Raw data:

PR #199, opened 2018-11-03
QUIC record layer changes

martinthomson:
This rolls up all the changes for draft-28 as well.

Needs review though.

### DIFF
--- a/crypto.go
+++ b/crypto.go
@@ -30,11 +30,10 @@ var prng = rand.Reader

What you should do:
Copy out every entry above exactly.

Task result:
PR #199, opened 2018-11-03
QUIC record layer changes

martinthomson:
This rolls up all the changes for draft-28 as well.

Needs review though.

### DIFF
--- a/crypto.go
+++ b/crypto.go
@@ -30,11 +30,10 @@ var prng = rand.Reader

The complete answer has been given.